─── Materials provided
PR #177, opened 2021-08-17
Invert dependency of SolidusStarterFrontend and Solidus assets

gsmendoza:
## Dependencies

Depends on #175.

Goal
----

As a SolidusStarterFrontend contributor

I want to invert the dependencies of SolidusStarterFrontend and Solidus
assets such that the SolidusStarterFrontend manifests depend on the
Solidus assets (and not the other way around)

So that we can simplify the frontends generated by the gem

Background
----------

From
https://github.com/nebulab/solidus_starter_frontend/pull/174#issuecomment-896682012:

> Can we take a step back to understand better why this is needed? If we
are using Solidus copying all files in the host application, why are we
still using the css/js provided by the gem? Are those files copied as
well? If yes, maybe we could just copy them in a directory that doesn't
require adding anything to the manifest?

## Walkthrough

https://www.loom.com/share/dff302e4a8fc4e3b9de2dafd99e10c3f

## Tests

https://www.loom.com/share/914adea46a4b4c65af5dce08c7f518ec

## Types of changes

## Checklist:


waiting-for-dev (approved):
Noice!

spaghetticode (approved):
LGTM, thanks @gsmendoza 👍

PR #182, opened 2021-09-06
Add option to exclude authentication component when running generator

gsmendoza:
Dependencies
----

Depends on https://github.com/nebulab/solidus_starter_frontend/pull/183. This is currently on Draft mode until that PR is merged.  

Goal
----

As a solidus_starter_frontend user

I want solidus_starter_frontend to have an option to run without generating the
authentication component

So that I can choose to exclude the authentication component if I don't need it
or if I want to implement it in another way.

Done
----

* Update CI - Add run-specs-with-postgres-for-generators and
  run-specs-with-postgres-skipping-authentication jobs.

* bin/sandbox - Respond to SANDBOX_SKIP_AUTHENTICATION environment variable.

* SolidusStarterFrontendGenerator and RspecGenerator - Add
  `--skip-authentication` options.

* Introduce EnableCode, DisableCode, and RemoveMarkers services.

* Identify and mark authentication-related and non-authentication-related files
  and code.

Implementation trade-offs
-------------------------

* Chose to keep marker detection strict in order to keep their corresponding
  regex matchers simple. For example, markers are assumed to have no trailing
  whitespace.

* Chose to surround markers with blank lines in order to improve readability.
  This results in some duplicate blank lines after the generators are ran.
  Fixing these blank lines would result in more complicated regex matchers. As
  such, I believe more sophisticated linters such as RuboCop would be better
  suited for fixing these duplicate blank lines.

Known limitations
-----------------

* The `EnableCode` service can only enable uncomment Ruby (`*.rb`) files. It
  doesn't handle ERB files yet, since we currently don't have ERB code that
  require uncommenting.

## Walkthrough

https://www.loom.com/share/3c528a13c6cb485f9f6d2a150f53a8ad

## Manual tests

https://www.loom.com/share/e5dc1966bd6d4868ac733385332e46fc

## Types of changes

- N/A - Bug fix (non-breaking change which fixes an issue)
- N/A - Breaking change (fix or feature that would cause existing functionality to not work as expected)

## Checklist:

### DIFF
--- a/bin/sandbox
+++ b/bin/sandbox
@@ -50,6 +50,16 @@ else
   rspec_rails_gem_line="gem 'rspec-rails', groups: [:development, :test]"
 fi
 
+if [[ "${SANDBOX_SKIP_AUTHENTICATION}" == '1' ]]; then
+  generator_skip_authentication_argument='--skip-authentication'
+  solidus_auth_devise_gem_line=''
+  solidus_install_user_class_argument=""
+else
+  generator_skip_authentication_argument=''
+  solidus_auth_devise_gem_line="gem 'solidus_auth_devise'"
+  solidus_install_user_class_argument="--user_class=Spree::User"
+fi
+
 rm -rf "${sandbox_path}"
 bundle exec rails new "${sandbox_name}" --database="${railsdb}" \
   --skip-bundle \
@@ -84,7 +94,7 @@ gem 'solidus_i18n', github: solidus_i18n_repo, branch: solidus_i18n_branch
 
 gem 'rails-i18n'
 ${extension_gem_line}
-gem 'solidus_auth_devise'
+${solidus_auth_devise_gem_line}
 
 ${rspec_rails_gem_line}
 RUBY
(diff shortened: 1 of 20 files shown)


bin/sandbox
```diff
@@ -45,8 +45,20 @@ sandbox_path="./${sandbox_name}"
 
 if [[ -n $SKIP_SPECS ]]; then
   GENERATOR_SKIP_SPECS_ARGUMENT='--skip-specs'
+  rspec_rails_gem_line=''
 else
   GENERATOR_SKIP_SPECS_ARGUMENT=''
+  rspec_rails_gem_line="gem 'rspec-rails', groups: [:development, :test]"
+fi
+
+if [[ $SANDBOX_SKIP_AUTHENTICATION == '1' ]]; then
```
gsmendoza, line 54: Instead of checking if it's an empty string like the other conditions  in this script, this condition checks against "1" because the `skip_authentication` parameter of the `test-branch` command in `.circleci/config.yml` sets the value to either "1" or "0". Thus, its value wouldn't be empty in the CI job.

lib/generators/solidus_starter_frontend/disable_code.rb
```diff
@@ -0,0 +1,48 @@
...
+    private
+
+    def delete_lines
+      marker_namespace.line_markers.each do |line_marker|
+        generator.gsub_file path, /.*#{line_marker}\n?/, ''
+      end
+    end
+
+    def delete_blocks
+      non_greedy_content_regex_string = "(?:.*?)"
```
gsmendoza, line 29: Using non-capturing groups as recommended by https://github.com/rubocop/ruby-style-guide#non-capturing-regexp: 

image

spec/generators/solidus_starter_frontend/disable_code_spec.rb
```diff
@@ -0,0 +1,221 @@
...
+
+module SolidusStarterFrontend
+  RSpec.describe DisableCode do
+    describe '#call' do
+      let(:generator_class) do
+        Class.new(Rails::Generators::Base) do
+        end
+      end
+
+      let(:generator) { generator_class.new([], quiet: true) }
```
gsmendoza, line 15: Figured out how to instantiate a generator object mostly by trial and error :p

gsmendoza:
Will try to implement this by separating the authentication files from the base installation. Closing this for now.

PR #184, opened 2021-09-16
Add option to exclude authentication component when running generator

gsmendoza:
## Description

As a solidus_starter_frontend user
I want solidus_starter_frontend to have an option to run without generating the authentication component
So that I can choose to exclude the authentication component if I don't need it or if I want to implement it in another way.

As a SolidusStarterFrontend contributor
I would like to remove the engine functionality of the gem
So that the gem would be simpler to maintain
And we can write files with conditional authentication code using Thor templates.

## Implementation

* This PR uses #182 as a starting point, since that PR has already identified the areas of the frontend code that have conditional authentication code.

## Scope

I'll tackle converting the gem to a Rails template in a separate PR following this.

## Walkthrough

https://www.loom.com/share/14e90808b0b1467c90873075e72ef51a

## Tests/Demos

* Run `solidus_starter_frontend` with authentication - https://www.loom.com/share/607e53afcc49457dba8f64a0dcb59668
* Run `solidus_starter_frontend` without authentication - https://www.loom.com/share/0f6d949288884560827101dc698486af

## Previous implementations

https://github.com/nebulab/solidus_starter_frontend/pull/182

## Types of changes

- N/A - Bug fix (non-breaking change which fixes an issue)

## Checklist:


Gemfile
```diff
@@ -1,29 +1,12 @@
...
-gem 'solidus_core', github: solidus_repo, branch: solidus_branch
-gem 'solidus_api', github: solidus_repo, branch: solidus_branch
-gem 'solidus_backend', github: solidus_repo, branch: solidus_branch
-gem 'solidus_sample', github: solidus_repo, branch: solidus_branch
-gem 'solidus_i18n', github: solidus_i18n_repo, branch: solidus_i18n_branch
 
 # Needed to help Bundler figure out how to resolve dependencies,
 # otherwise it takes forever to resolve them.
 # See https://github.com/bundler/bundler/issues/6677
 gem 'rails', '>0.a'
```
gsmendoza, line 8: `rails` is still needed by `bin/sandbox` to run the generator.

bin/solidus_compare
```diff
@@ -96,13 +96,14 @@ def load_config
   @config['source_name'] ||= 'solidus'
   @config['source_branch'] ||= 'master'
   @config['source_base_path'] ||= 'frontend/'
+  @config['local_base_path'] ||= 'templates/'
```
gsmendoza, line 99: Need to specify that the templates are in the `templates/` directory.

docs/development.md
```diff
@@ -2,40 +2,13 @@
 This document aims to give some extra information for developers that are going 
 to contribute to our `solidus_starter_frontend` component.
 
-### Testing the extension
```
gsmendoza, line 5: Removed obsolete development documentation.

templates/app/controllers/spree/checkout_controller.rb.tt
```diff
@@ -16,14 +16,20 @@ class CheckoutController < Spree::StoreController
     before_action :ensure_valid_state
 
     before_action :associate_user
+
+    <%- if include_authentication? -%>
```
gsmendoza, line 20: `include_authentication?` is a private method of SolidusStarterFrontendGenerator. When the Thor templates are processed by the SolidusStarterFrontendGenerator, the object that receives the messages from the ERB code is the generator instance.

lib/generators/solidus_starter_frontend/solidus_starter_frontend_generator.rb
```diff
@@ -2,27 +2,49 @@
 
 require 'bundler'
 
+# `rspec:install` requires these libraries to run.
+require 'stringio'
+require 'tmpdir'
```
gsmendoza, line 7: As mentioned by the comment, these libraries are required to invoke `rspec:install`. I haven't figure out why this has to be done, but we might eventually remove these requires once we convert the gem into a rails template.

gsmendoza:
@kennyadsl I've added some changes to restore and improve the CircleCI gem caching. Please see https://www.loom.com/share/367b91970c6c4319a3503daf9a910918 for the walkthrough. Thanks!

.circleci/config.yml
```diff
@@ -28,14 +31,29 @@ commands:
     steps:
       - run:
           name: 'Solidus <<parameters.branch>>: Generate Gemfile.lock'
-          command: bundle lock
+          command: |
+            rm Gemfile
+
+            cat \
```
kennyadsl, line 37: What about adding those things in the Gemfile directly. That Gemfile was used to run bundle locally and consider the dependencies specified in the gemspec. But now that we are going with using this project as a generator only I think we don't need that content anymore.

Gemfile
kennyadsl: I think we can remove the `'>0.a'` here. It was a trick needed for a scenario that is already solved.

gsmendoza:
@kennyadsl I'll be closing this PR. I have applied the feedback you gave to #185. It's a bit hard to revert changes here since they will break #185.

PR #193, opened 2021-10-27
Refactor page - checkout/edit

gsmendoza:
## Goal

As a solidus starter frontend user
I want the pages to be refactored 
So that they would be easier to extend and update

## How Has This Been Tested?

Manually tested.

image

## Types of changes

- N/A: Bug fix (non-breaking change which fixes an issue)
- N/A: New feature (non-breaking change which adds functionality)

## Checklist:
- [x ] My code follows the code style of this project.


templates/app/views/spree/checkout/_checkout_step.html.erb
```diff
@@ -0,0 +1,20 @@
+<%
+  form_url = update_checkout_path(@order.state)
```
kennyadsl, line 2: Why these variables? Can't we just have them in the code below, I can't see any advantage of having them here but maybe I'm missing something.

gsmendoza: Sure, I can inline them. TODO.

kennyadsl (approved):

PR #200, opened 2021-11-04
Refactor user authentication pages

gsmendoza:
## Goal

As a solidus starter frontend user
I want the pages to be refactored 
So that they would be easier to extend and update

## How Has This Been Tested?

Manually tested. HTML diffs recorded in git logs.

### http://localhost:3000/login

image

### http://localhost:3000/checkout/registration

image

### http://localhost:3000/signup

image

### http://localhost:3000/password/recover

image

### http://localhost:3000/user/spree_user/password/edit?reset_password_token=xx4bQR48PfmzjSsaPkUP

image

### http://localhost:3000/account/edit

image

## Types of changes

- N/A: New feature (non-breaking change which adds functionality)

## Checklist:


templates/app/views/spree/user_passwords/edit.html.erb
```diff
@@ -1,7 +1,29 @@
 <article class="auth-container" id="change-password">
   <h1><%= I18n.t('spree.change_my_password') %></h1>
 
-  <%= render partial: 'spree/shared/error_messages', locals: { target: @spree_user } %>
+  <%= render 'spree/shared/error_messages', target: @spree_user %>
```
kennyadsl, line 4: Food for another PR but looks like a good candidate for a ViewComponent, WDYT?

kennyadsl (approved):
💘

templates/app/views/spree/user_passwords/edit.html.erb
gsmendoza: @kennyadsl Hmmm.. I would prefer to keep it as is because its logic is fairly simple. I think we would be making the partial more complicated if we wrapped it in a ViewComponent and/or we converted its html to `content_tag` blocks.

I would prefer prioritizing ViewComponent for complicated partials such as `templates/app/views/spree/components/search/_filter.html.erb`. 

Let me know if you have additional thoughts! :)

kennyadsl: The approach works for me, I'm sure you have more clear than me what we should prioritize!

PR #211, opened 2021-11-18
Fix account takeover through CSRF attack

gsmendoza:
(Copied from https://github.com/solidusio/solidus_auth_devise/commit/ec4fbe6876d1661a90976f5c03acf4805c36eb45)

This commit fixes an account takeover vulnerability when [Rails
`protect_from_forgery`](https://api.rubyonrails.org/classes/ActionController/RequestForgeryProtection/ClassMethods.html)
method is both:

- Executed whether as:
  - A `before_action` callback (the default)
  - A `prepend_before_action` (option `prepend: true`) before the
  `:load_object` hook in `Spree::UsersController` (most likely order to
  find).

- Configured to use `:null_session` or `:reset_session`
  strategies (`:null_session` is the default in case the no strategy is
  given, but `rails --new` generated skeleton use `:exception`).

Before this commit, the user was fetched in a `prepend_before_action`
hook named `:load_object`. I.e., the user was loaded into an instance
variable before touching the session as a safety countermeasure. As the
request went forward, `#update` was called on that instance variable.

The `:exception` strategy prevented the issue as, even if the user was
still fetched, the request was aborted before the update phase. On the
other hand, prepending `:protect_from_forgery` after the `:load_object`
hook (not very likely, as `ApplicationController` is loaded in
the first place and it's the most likely place to have that definition)
wiped the session before trying to fetch the user from it.

We could have fixed the most likely issue by just using a
`before_action` for `:load_object`, but it's safer not to rely on the
order of callbacks at all.

### DIFF
--- a/templates/app/controllers/spree/users_controller.rb
+++ b/templates/app/controllers/spree/users_controller.rb
@@ -2,12 +2,12 @@
 
 class Spree::UsersController < Spree::StoreController
   skip_before_action :set_current_order, only: :show, raise: false
-  prepend_before_action :load_object, only: [:show, :edit, :update]
   prepend_before_action :authorize_actions, only: :new
 
   include SolidusStarterFrontend::Taxonomies
 
   def show
+    load_object
     @orders = @user.orders.complete.order('completed_at desc')
   end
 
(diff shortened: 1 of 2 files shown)


waiting-for-dev (approved):
:+1:

PR #216, opened 2021-12-15
Apply demo styles to product page

gsmendoza:
## Goal

As a Solidus Starter Frontend maintainer
I would like the frontend to be consistent with the demo
So that people who have seen the demo won't be confused with the frontend provided by Solidus Starter Frontend

## Demo

https://drive.google.com/file/d/1xnZBefHYT7ty4wB6SD1M-4GZzdiqGa5Z/view?usp=sharing

### Solidus Demo

image

### Starter Frontend before changes

image

### Starter Frontend after changes

image

## Implementation strategy

The PR follows this strategy in copying the product page from Solidus Demo:

1. Refactor the product page code in preparation for the Solidus Demo replacement.
1. Copy the product page code from Solidus Demo with as little changes as possible. Override existing code.
2. Fix any issues that were caused by the Solidus Demo code. Restore overridden code if necessary.
3. Clean up code.

The PR splits the product page code into two main commits:

1. Copy product page layout from Solidus Demo.
2. Copy product form from Solidus Demo.

## Postponed code improvements 

In order to keep the PR as small as possible, I postponed improving some code in the PR. I have marked them with a comment in the PR. If you'd like them to be included in the PR, let me know :)

## Types of changes
- N/A: Bug fix (non-breaking change which fixes an issue)

## Checklist:


bin/sandbox
```diff
@@ -115,6 +115,8 @@ bundle exec rails generate solidus:auth:install --auto-run-migrations
 
 LOCATION='../template.rb' bundle exec rails app:template
 
+bundle binstub rspec-core
```
gsmendoza, line 118: Creates `bin/rspec` executable in sandbox directory.

templates/app/views/spree/products/_product_header.html.erb
```diff
@@ -0,0 +1,24 @@
+<header class="product-header">
+  <h1 class="product-header__title" itemprop="name">
+    <%= product.name %>
+  </h1>
+
+  <% if product.price_for_options(current_pricing_options)&.money and !product.price.nil? %>
```
gsmendoza, line 6: This price nil check is in Starter Frontend but not in the demo. The following spec fails if it is removed. However, the test failure only occurs in CI. I wasn't able to figure out why the failure doesn't appear locally.

templates/spec/system/products_spec.rb
```diff
@@ -166,7 +166,8 @@
 
     it 'displays price of first variant listed', js: true do
       click_link product.name
-      within("[data-js='price']") do
+
+      within("#product-price") do
```
gsmendoza, line 170: I wasn't able to figure out why the "Copy product form from Solidus Demo" commit caused this spec example to fail.

templates/app/assets/stylesheets/spree/frontend/base/_utilities.scss
```diff
@@ -0,0 +1,3 @@
+.d-hide {
+  display: none;
+}
```
gsmendoza, line 3: I placed the `utilities` SCSS file under base directory. It was under `app/assets/stylesheets/general` in Solidus Demo.

templates/app/assets/stylesheets/spree/frontend/components/products/_product_thumbnails.scss
```diff
@@ -5,3 +5,31 @@
   overflow: auto;
   padding: 0;
 }
+
+// Copied from Solidus Demo 3c11395ef6bfda0b906f68dbd11ab5ff567da747
```
gsmendoza, line 9: I postponed merging Solidus Demo CSS into the existing CSS for now.

templates/app/views/spree/products/_product_variants.html.erb
```diff
@@ -3,26 +3,32 @@
...
           <%= radio_button_tag(
             'variant_id',
             variant.id,
             index == 0,
-            data: { js: 'variant-radio', js_price: variant.price_for_options(current_pricing_options)&.money.to_s }
+            "data-js" => 'variant-radio',
+            "data-js_price" => variant.price_for_options(current_pricing_options)&.money.to_s,
+            "data-option-value-ids" => sorted_option_values(variant).to_json,
+            "data-target" => "variantOptions",
+            "data-price" => variant.price_for(current_pricing_options).to_html
```
gsmendoza, line 22: I postponed grouping the data properties.

templates/app/assets/javascripts/spree/frontend/product_selection_component.js
```diff
@@ -0,0 +1,103 @@
...
+}
+
+function updateView(variant) {
+  document.querySelector('#product-price').innerHTML = variant.dataset.price;
+}
+
+function selectVariant() {
+  this.variant = document.querySelector(`[data-option-value-ids="${JSON.stringify(this.currentSelection())}"]`);
+  if (this.variant) {
+    this.variant.click();
```
gsmendoza, line 88: I changed this from `this.variant.checked = true;` to `this.variant.click();` in order for the variant selection to refresh the product image. I'm not since if there's a better way of triggering this event.

templates/app/views/spree/products/product_selection/_option_type.html.erb
```diff
@@ -0,0 +1,30 @@
...
+            class: "selection-items",
+            type: "radio",
+            value: option_value.id,
+            checked: i.zero?,
+            name: "#{option_type.name}",
+            "data-action": "clickOnSelection",
+            "data-presentation": option_value.presentation,
+            "data-option-index": index
+          ) %>
+          <span class='<%= "selection-#{option_type.presentation.downcase}" %> <%= "selected-#{option_value.name.downcase}" %>'>
```
gsmendoza, line 23: I postponend converting this span HTML code into a Rails content tag.

templates/app/assets/stylesheets/spree/frontend/base/_utilities.scss
cpfergus1: I think this makes more sense, thank you for the correction

templates/app/helpers/product_options_helper.rb
```diff
@@ -0,0 +1,22 @@
...
+  def sorted_option_values(variant)
+    variant.option_values.sort_by { |value| value.option_type.position }.map(&:id)
+  end
+
+  def sorted_option_types(product)
+    product.option_types.sort_by(&:position)
+  end
+
+  # move to model
+  def option_values(option_type)
```
cpfergus1: I thought this method might make more sense to move into the product model, but never went back to move It. What are your thoughts on putting it into the product model?

templates/app/assets/javascripts/spree/frontend/product_selection_component.js
cpfergus1: Makes sense, great addition!

templates/app/helpers/spree/product_options_helper.rb
```diff
@@ -0,0 +1,24 @@
+# frozen_string_literal: true
+
+module Spree
+  module ProductOptionsHelper
+    def product_variants_with_options
+      @product.variants_and_option_values_for(current_pricing_options)
```
kennyadsl, line 6: What about passing `product` as an argument to this method? It will be consistent with the other method above and I think it's better because we could use it in contexts where we don't have the instance variable (eg. product listing)

templates/app/helpers/spree/product_options_helper.rb
```diff
@@ -0,0 +1,24 @@
...
+      variant.option_values.sort_by { |value| value.option_type.position }.map(&:id)
+    end
+
+    def sorted_option_types(product)
+      product.option_types.sort_by(&:position)
+    end
+
+    # move to model
+    def option_values(option_type)
+      @product.variants.map do |variant|
```
kennyadsl, line 19: Same here for passing `product` as an argument.

templates/app/views/spree/products/_product_form.html.erb
```diff
@@ -15,7 +15,7 @@
     </div>
   <% end %>
   <%= render 'product_variants' %>
-  <% if @product.price and !@product.price.nil? %>
+  <% if @product.price %>
```
kennyadsl: ~On the next line we are using `product` instead of `@product`, what about using the same variable here?~

Saw you did it in the next commit 💌

templates/app/assets/stylesheets/spree/frontend/components/products/_product_page.scss
```diff
@@ -29,3 +29,50 @@
     }
   }
 }
+
+// Copied from Solidus Demo 3c11395ef6bfda0b906f68dbd11ab5ff567da747
```
kennyadsl, line 33: I'd remove these comments, not sure why it's needed (and we can move this information in the PR description, a git blame should be enough to retrieve them).

kennyadsl (commented):
Nice work, left some questions/comments. 👍

templates/app/helpers/product_options_helper.rb
gsmendoza: @cpfergus1 Hmmm.. Generally, it's good practice to limit access to a method only to the code that depend on it. As we broaden access to a method, we increase its cost of maintenance, since we have to check a wider area of code whenever we need to change the method.

In the case of the `option_values` method, if it can be reused in other areas of the codebase such as in the models or in the controllers, then yeah, it would make sense to move it to product model. 

However, at the moment, it seems like the method is only used in `product_selection/_option_type.html.erb`. Its logic is also very straightforward; we can get away without testing it :D Because of these factors, I think it might actually be better to inline the method in `product_selection/_option_type.html.erb`.

What do you think?

templates/app/helpers/spree/product_options_helper.rb
gsmendoza: Sounds good. I'll update the methods to receive `product` as an argument. TODO.

templates/app/assets/stylesheets/spree/frontend/components/products/_product_page.scss
gsmendoza: * I'd like to record where the code came from, lest people think I wrote it by myself lolz :) I think it might be best to record that in the commit message. TODO.
* I feel uncomfortable leaving the copied CSS unmerged with the existing CSS because without the comment, it won't be immediately obvious why they are separate. However, I realize that leaving the comment is a half-measure also, because in order to maintain the correctness of the comment, one would have to avoid editing the copied CSS :p So it looks like the best solution is to merge the existing and copied CSS in this PR. I'll look into it. TODO.

kennyadsl (approved):
Thanks @gsmendoza !!!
──────
◆ **What the task requires**
Your task is to return each line of the data above that contains the string "takeover".

◆ **Result**
Fix account takeover through CSRF attack
This commit fixes an account takeover vulnerability when [Rails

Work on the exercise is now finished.